This Python script is designed to enhance the capabilities of the Large Language Model (LLM) by utilizing LangChain's Tools feature: CreateTool-AGI automatically generates Tools for each input question and uses them to answer the question. This feature allows users to solve problems that are difficult to solve with LLM alone, but can be written in a program. Another important feature of this system is that it can output the Python scripts used to derive the answers, so that the correctness of the logic can be verified. In addition, once created, the Python script is immediately available as a Tool and can be used to solve problems with similar inputs.
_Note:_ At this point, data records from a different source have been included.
PR #1082, opened 2020-09-01
GCW-3284 Add Organisation Create/Update API's

bharat619:
### Ticket Link: 
https://jira.crossroads.org.hk/browse/GCW-3284

### What does this PR do?
Add's API for creating and updating organisation.

### DIFF
--- a/app/controllers/api/v1/gc_organisations_controller.rb
+++ b/app/controllers/api/v1/gc_organisations_controller.rb
@@ -12,6 +12,20 @@ module Api::V1
       error 500, "Internal Server Error"
     end
 
+    def create
+      @organisation.save
+      render json: @organisation, details: false, serializer: organisation_serializer
+    end
+
+    def update
+      @organisation.assign_attributes(organisation_params)
+      if @organisation.save
+        return render json: @organisation, details: false, serializer: organisation_serializer
+      end
+
+      render json: { errors: @organisation.errors.full_messages }, status: 422
+    end
+
     api :GET, '/v1/organisations', "List all organisations"
     def index
       find_record_and_render_json(organisation_serializer)
@@ -42,6 +56,13 @@ module Api::V1
     end
 
     private
+
+    def organisation_params
+      params.require(:organisation)
+            .permit(:name_en, :name_zh_tw, :country_id,
+                    :website, :organisation_type_id,
+                    :description_en, :description_zh_tw)
+    end
 
     def organisation_serializer
       Api::V1::OrganisationSerializer
--- a/app/controllers/api/v1/gc_organisations_controller.rb
+++ b/app/controllers/api/v1/gc_organisations_controller.rb
@@ -31,19 +31,19 @@ module Api::V1
 
     def create
       if @organisation.save
-        return render json: @organisation, skip_orders: true, serializer: organisation_serializer
+        return render json: @organisation, include_orders_count: false, serializer: organisation_serializer
       end
 
       render json: { errors: @organisation.errors.full_messages }, status: 422
     end
 
-    api :PUT, '/v1/gc_organisation/1', 'Create Organisation'
+    api :PUT, '/v1/gc_organisation/1', 'Update Organisation'
     param_group :organisation
 
     def update
       @organisation.assign_attributes(organisation_params)
       if @organisation.save
-        return render json: @organisation, skip_orders: true, serializer: organisation_serializer
+        return render json: @organisation, include_orders_count: false, serializer: organisation_serializer
       end
 
       render json: { errors: @organisation.errors.full_messages }, status: 422
@@ -56,7 +56,7 @@ module Api::V1
 
     api :GET, '/v1/organisations/1', "Details of a package"
     def show
-      record = Api::V1::OrganisationSerializer.new(@organisation, root: "gc_organisations").as_json
+      record = Api::V1::OrganisationSerializer.new(@organisation, root: "gc_organisations", include_orders_count: true).as_json
       render json: record
     end
 
@@ -104,7 +104,8 @@ module Api::V1
       ActiveModel::ArraySerializer.new(
         orders,
         each_serializer: order_serializer,
-        root: "designations"
+        root: "designations",
+        include_orders_count: true
       ).as_json
     end
 
@@ -114,7 +115,7 @@ module Api::V1
       else
         records = @organisations.with_order.search(params["searchText"]).page(params["page"]).per(params["per_page"] || DEFAULT_SEARCH_COUNT)
       end
-      data = ActiveModel::ArraySerializer.new(records, each_serializer: serializer, root: "gc_organisations").as_json
+      data = ActiveModel::ArraySerializer.new(records, each_serializer: serializer, root: "gc_organisations", include_orders_count: true).as_json
       render json: { "meta": { total_pages: records.total_pages, "search": params["searchText"] } }.merge(data)
     end
   end
--- a/app/controllers/api/v1/gc_organisations_controller.rb
+++ b/app/controllers/api/v1/gc_organisations_controller.rb
@@ -13,18 +13,37 @@ module Api::V1
       error 500, "Internal Server Error"
     end
 
+    def_param_group :organisation do
+      param :organisation, Hash, required: true do
+        param :name_en, String, desc: 'English name', allow_nil: false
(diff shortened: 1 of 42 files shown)


app/controllers/api/v1/gc_organisations_controller.rb
```diff
@@ -1,3 +1,4 @@
+# frozen_string_literal: true
 
 module Api::V1
   class GcOrganisationsController < Api::V1::ApiController
```
patrixr, line 4: Can someone remind me why we have `GcOrganisationsController` and not `OrganisationsController` ? Can we maybe rename it and redirect the routes ? cc @steveyken @bharat619 @swatijadhav @abulsayyad123 @shreyas098 

Unrelated to this PR, I just noticed

app/serializers/api/v1/organisation_serializer.rb
```diff
@@ -15,5 +16,9 @@ def orders_count
     def orders_count__sql
       "(SELECT COUNT(*) FROM orders o WHERE o.organisation_id = orders.id"
     end
+
+    def include_orders_count?
+      !@options[:skip_orders]
```
patrixr, line 21: can we rename the option to `include_orders_count` ? I think `skip_orders` will lead people to believe that we're loading full orders

app/controllers/api/v1/gc_organisations_controller.rb
```diff
@@ -12,6 +13,42 @@ class GcOrganisationsController < Api::V1::ApiController
...
+
+    def create
+      if @organisation.save
+        return render json: @organisation, skip_orders: true, serializer: organisation_serializer
+      end
+
+      render json: { errors: @organisation.errors.full_messages }, status: 422
+    end
+
+    api :PUT, '/v1/gc_organisation/1', 'Create Organisation'
```
patrixr, line 40:
```suggestion
    api :PUT, '/v1/gc_organisation/1', 'Update Organisation'
```

app/models/ability.rb
```diff
@@ -22,7 +22,9 @@ class Ability
     can_access_printers can_remove_offers_packages can_access_orders_process_checklists
     can_mention_users can_read_users can_manage_printers can_update_my_printers
     can_manage_order_messages can_manage_offer_messages can_disable_user
-    can_manage_stocktakes can_manage_stocktake_revisions can_manage_package_messages
+    can_manage_stocktakes can_manage_stocktake_revisions
+    can_manage_package_messages can_access_organisation_types
+    can_manage_organisation
```
patrixr, line 27:
```suggestion
    can_manage_organisations
```

Just for consistency, we've pluralised all of them.

app/models/ability.rb
```diff
@@ -286,7 +289,14 @@ def orders_process_checklists_abilities
...
+      can %i[index search show orders], Organisation
+    end
+    can %i[create update], Organisation if can_manage_organisation? || @api_user
+  end
+
+  def organisation_type_abilities
+    if can_access_organisation_types? || @api_user
+      can [:index], OrganisationType
     end
   end
```
patrixr, line 301: Can't we make this public ? If I'm not mistaken they already are visible in the repo's yaml files anyways

spec/rails_helper.rb
```diff
@@ -60,6 +60,7 @@
 
   # Create a system_user at beginning of specs
   config.before(:all) do
+    FactoryBot.create(:country, name_en: DEFAULT_COUNTRY)
     FactoryBot.create(:user, :system)
   end
```
patrixr, line 65: If I'm not mistaken, @steveyken is strongly against using `before(:all)` rspec hooks

app/models/organisation.rb
```diff
@@ -8,10 +8,25 @@ class Organisation < ActiveRecord::Base
   has_many :orders
   has_many :users, through: :organisations_users
 
+  validates :name_en, presence: true, uniqueness: true
+  validates :organisation_type_id, presence: true
+
+  before_validation :upcase_name
```
patrixr, line 14: If we actually do intend on making all the names uppercase, we probably want to migrate all the existing data as well

app/serializers/api/v1/organisation_serializer.rb
steveyken: Yes I actually thought that. If we want to include extra attributes/relationships, it would be better if this were generally always excluded by default and included via parameters rather than the other way around. opt-in vs opt-out

db/permissions_roles.yml
```diff
@@ -89,6 +89,8 @@ Stock fulfilment: &stock_fulfilment
 - can_manage_stocktake_revisions
 - can_manage_package_messages
 - can_read_users
+- can_access_organisation_types
```
steveyken: I don't think we need a permission for viewing organisation_types. Anyone should be allowed to view them

spec/rails_helper.rb
steveyken: lol, yes, and I'm the one that wrote the line below! I think this is a necessary evil as it seems pretty inefficient to create a default_country for each spec.

* Need to take care of destroying the country at the end of the rspec run. See `config.after(:all)`
* If rspec exits halfway through due to an invalid syntax or ctrl-c then it won't run the `config.after(:all)` hook at all. In this case, we need to add the `initialize_with` method to the countries factory so that it doesn't try to create a duplicate country with the same name the next time you run rspec

app/models/organisation.rb
steveyken: I think I'd prefer not to upper or lowercase the names in the actual DB as that affects the display version everywhere in the apps also.

When we do searching, we can set it to case-insensitive (ILIKE) and it will be able to match the various forms.

steveyken (changes requested):

app/controllers/api/v1/gc_organisations_controller.rb
bharat619: Created a new ticket https://jira.crossroads.org.hk/browse/GCW-3292

app/serializers/api/v1/organisation_serializer.rb
bharat619: This is done

app/models/organisation.rb
bharat619: done. I have changed it

db/permissions_roles.yml
bharat619: I have removed it

spec/rails_helper.rb
bharat619: done

spec/models/organisation_spec.rb
```diff
@@ -84,4 +92,31 @@
...
     end
   end
+
+  describe '#trim_name' do
+    it 'trims and converts name to upcase before save' do
+      organisation = build(:organisation, name_en: 'good city   ')
+      organisation.save
+      expect(organisation.reload.name_en).to eq('good city')
+    end
+  end
```
patrixr, line 102: I don't think we want to upcase before saving. Since organisations are coming from external/official sources we don't want to alter the data. We can just upcase during comparison cc @steveyken

patrixr: also the script that populates the data might bypass the the hooks which would end up with non-uppercase names anyways

app/controllers/api/v1/gc_organisations_controller.rb
```diff
@@ -12,14 +13,50 @@ class GcOrganisationsController < Api::V1::ApiController
...
+
+    def update
+      @organisation.assign_attributes(organisation_params)
+      if @organisation.save
+        return render json: @organisation, include_orders_count: false, serializer: organisation_serializer
+      end
+
+      render json: { errors: @organisation.errors.full_messages }, status: 422
+    end
+
```
patrixr, line 51: I still think all of this should go into `organisations_controller` and have routes redirect `gc_organisations` to `organisations`. I'm okay keeping that for another ticket/PR though. Just mentioning :)

patrixr (approved):
Looks good to me :) 

Still having doubts about the uppercase part, maybe double check with Steve before merging

spec/models/organisation_spec.rb
bharat619: sorry about that 😅 
i need to change the test description. it doesn't convert it to upcase

swatijadhav (approved):

shreyas098 (approved):

abulsayyad123 (approved):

CreateTool-AGI creates new Tools each time a new question is entered, allowing it to improve its capabilities autonomously.
This script is executed in the following order:
- Generalization of input problems
- Determine if the solution can be solved with the available Tools.
- Creation of Tools.
- Output answers to questions using the created Tools.
Use the link below to try it out immediately on Google colab.
To use the script, you will need to follow these steps:
-
Get OpenAI's API key
-
Pip install with the following command
pip install git+https://github.com/fuyu-quant/CreateTool-AGI.git
- Install required libraries
pip install langchain==0.0.167
pip install openai==0.27.4
- You can execute the program as follows.
from createtoolagi import CreateToolAGI
input = 'What is the sum of the prime numbers from 1 to 10000?'
tools = []
ctagi = CreateToolAGI()
ctagi.run(input, tools)
output
> Generalize the input task.
Generalized Task:What is the sum of the prime numbers from A to B?
> Determine if you should make a tool.
I must create the tool before executing.
try:1
> Create a tool.
Completed!
Created tool name:PrimeSumTool
> Entering new AgentExecutor chain...
I need to find the sum of prime numbers between 1 and 100000.
Action: PrimeSumTool
Action Input: 1,100000
Observation: 454396537
Thought:I now know the final answer.
Final Answer: 454396537
> Finished chain.
While we were able to confirm that the above run would also yield an answer on GPT-4, we believe that CreateToolAGI has an advantage because it can handle any numerical input.
Currently, the recommended model is GPT-4; GPT-3.5-turbo often does not run well
This idea is based on langchain-tools, which was created in an attempt to make LLM learn LightGBM.